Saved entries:
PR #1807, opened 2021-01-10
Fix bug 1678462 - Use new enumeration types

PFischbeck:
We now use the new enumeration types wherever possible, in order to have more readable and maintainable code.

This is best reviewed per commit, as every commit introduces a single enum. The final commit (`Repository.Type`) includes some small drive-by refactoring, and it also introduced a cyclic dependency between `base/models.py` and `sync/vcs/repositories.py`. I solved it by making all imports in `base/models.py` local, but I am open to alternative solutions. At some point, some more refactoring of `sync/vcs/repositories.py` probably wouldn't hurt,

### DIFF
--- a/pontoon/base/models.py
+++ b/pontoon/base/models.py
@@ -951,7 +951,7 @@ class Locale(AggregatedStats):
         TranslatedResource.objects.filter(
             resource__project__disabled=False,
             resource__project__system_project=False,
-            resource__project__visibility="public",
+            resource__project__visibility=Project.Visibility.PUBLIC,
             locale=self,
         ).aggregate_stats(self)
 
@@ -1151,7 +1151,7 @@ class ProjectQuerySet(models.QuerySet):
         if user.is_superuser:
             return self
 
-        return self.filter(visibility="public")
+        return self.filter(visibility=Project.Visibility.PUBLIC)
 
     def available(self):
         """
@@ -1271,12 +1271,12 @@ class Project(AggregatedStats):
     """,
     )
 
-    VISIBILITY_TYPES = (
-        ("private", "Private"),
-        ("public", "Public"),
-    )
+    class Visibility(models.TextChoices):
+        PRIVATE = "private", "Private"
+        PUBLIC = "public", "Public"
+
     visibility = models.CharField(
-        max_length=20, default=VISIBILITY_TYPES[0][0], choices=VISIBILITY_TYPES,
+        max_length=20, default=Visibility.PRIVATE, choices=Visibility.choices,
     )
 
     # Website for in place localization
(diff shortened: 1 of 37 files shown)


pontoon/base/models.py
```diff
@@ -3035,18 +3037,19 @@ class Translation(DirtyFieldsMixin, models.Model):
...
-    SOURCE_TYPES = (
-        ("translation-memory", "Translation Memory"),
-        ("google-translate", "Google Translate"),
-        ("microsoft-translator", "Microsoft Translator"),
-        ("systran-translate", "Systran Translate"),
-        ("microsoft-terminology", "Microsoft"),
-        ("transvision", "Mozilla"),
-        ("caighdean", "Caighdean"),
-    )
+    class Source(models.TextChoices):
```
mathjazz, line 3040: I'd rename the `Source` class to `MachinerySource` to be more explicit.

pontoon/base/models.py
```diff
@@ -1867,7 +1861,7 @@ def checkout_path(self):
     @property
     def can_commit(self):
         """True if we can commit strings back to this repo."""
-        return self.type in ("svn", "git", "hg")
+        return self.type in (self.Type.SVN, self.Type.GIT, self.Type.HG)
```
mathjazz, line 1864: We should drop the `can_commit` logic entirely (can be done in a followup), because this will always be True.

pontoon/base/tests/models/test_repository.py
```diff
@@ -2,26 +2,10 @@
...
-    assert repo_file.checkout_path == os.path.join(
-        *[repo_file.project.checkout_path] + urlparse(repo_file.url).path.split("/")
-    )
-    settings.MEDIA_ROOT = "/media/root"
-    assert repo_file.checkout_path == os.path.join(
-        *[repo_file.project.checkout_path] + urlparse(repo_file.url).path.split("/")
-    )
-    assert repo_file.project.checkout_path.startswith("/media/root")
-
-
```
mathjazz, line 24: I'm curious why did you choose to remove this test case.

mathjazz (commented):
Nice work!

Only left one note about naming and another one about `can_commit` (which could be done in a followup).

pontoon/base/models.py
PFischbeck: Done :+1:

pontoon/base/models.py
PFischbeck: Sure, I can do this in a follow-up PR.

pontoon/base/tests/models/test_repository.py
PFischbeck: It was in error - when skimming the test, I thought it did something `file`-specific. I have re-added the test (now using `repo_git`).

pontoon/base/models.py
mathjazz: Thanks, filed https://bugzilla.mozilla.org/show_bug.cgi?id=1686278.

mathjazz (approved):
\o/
---
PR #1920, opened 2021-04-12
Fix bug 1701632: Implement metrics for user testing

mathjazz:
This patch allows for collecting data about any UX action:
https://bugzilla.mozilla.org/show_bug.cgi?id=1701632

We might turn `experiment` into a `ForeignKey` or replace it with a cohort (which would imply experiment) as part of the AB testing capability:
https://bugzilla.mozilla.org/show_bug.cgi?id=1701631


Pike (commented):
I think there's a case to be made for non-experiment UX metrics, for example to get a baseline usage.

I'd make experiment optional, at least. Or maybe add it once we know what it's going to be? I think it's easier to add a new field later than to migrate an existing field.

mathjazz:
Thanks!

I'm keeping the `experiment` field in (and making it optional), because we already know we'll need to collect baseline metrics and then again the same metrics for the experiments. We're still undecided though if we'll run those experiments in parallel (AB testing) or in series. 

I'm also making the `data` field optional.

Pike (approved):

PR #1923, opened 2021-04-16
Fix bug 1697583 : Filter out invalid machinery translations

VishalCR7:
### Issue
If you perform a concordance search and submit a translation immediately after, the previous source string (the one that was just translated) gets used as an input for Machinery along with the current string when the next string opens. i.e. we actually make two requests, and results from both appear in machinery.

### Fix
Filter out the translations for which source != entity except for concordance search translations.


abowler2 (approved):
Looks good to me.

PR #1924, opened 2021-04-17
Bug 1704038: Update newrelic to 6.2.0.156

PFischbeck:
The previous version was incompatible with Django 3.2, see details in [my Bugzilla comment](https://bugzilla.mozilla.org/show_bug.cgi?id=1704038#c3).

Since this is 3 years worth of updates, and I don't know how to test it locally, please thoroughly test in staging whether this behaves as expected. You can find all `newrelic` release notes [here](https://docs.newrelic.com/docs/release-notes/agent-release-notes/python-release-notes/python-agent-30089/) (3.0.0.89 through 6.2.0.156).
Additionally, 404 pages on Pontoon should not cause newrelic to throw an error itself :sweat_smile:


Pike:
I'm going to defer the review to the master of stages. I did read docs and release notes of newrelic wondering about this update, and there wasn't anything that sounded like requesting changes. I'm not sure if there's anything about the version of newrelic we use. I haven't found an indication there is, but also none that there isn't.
--
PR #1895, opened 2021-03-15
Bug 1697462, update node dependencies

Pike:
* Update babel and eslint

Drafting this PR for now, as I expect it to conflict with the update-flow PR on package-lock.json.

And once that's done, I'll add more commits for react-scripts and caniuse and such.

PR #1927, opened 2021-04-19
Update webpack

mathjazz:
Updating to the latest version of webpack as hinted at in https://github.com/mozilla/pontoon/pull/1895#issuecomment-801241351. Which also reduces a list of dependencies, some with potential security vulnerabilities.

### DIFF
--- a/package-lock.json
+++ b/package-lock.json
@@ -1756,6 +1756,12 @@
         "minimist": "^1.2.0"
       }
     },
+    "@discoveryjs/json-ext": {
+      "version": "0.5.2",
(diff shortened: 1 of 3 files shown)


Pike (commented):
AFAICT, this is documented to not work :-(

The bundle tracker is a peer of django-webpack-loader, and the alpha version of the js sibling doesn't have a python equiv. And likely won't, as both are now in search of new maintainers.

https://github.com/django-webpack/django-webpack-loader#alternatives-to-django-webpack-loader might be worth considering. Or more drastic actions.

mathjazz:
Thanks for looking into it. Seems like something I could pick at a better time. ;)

■ **Task description**
Identify the lines in the entries above that contain "package", then copy them out.

■ **Exercise response**
Drafting this PR for now, as I expect it to conflict with the update-flow PR on package-lock.json.
--- a/package-lock.json
+++ b/package-lock.json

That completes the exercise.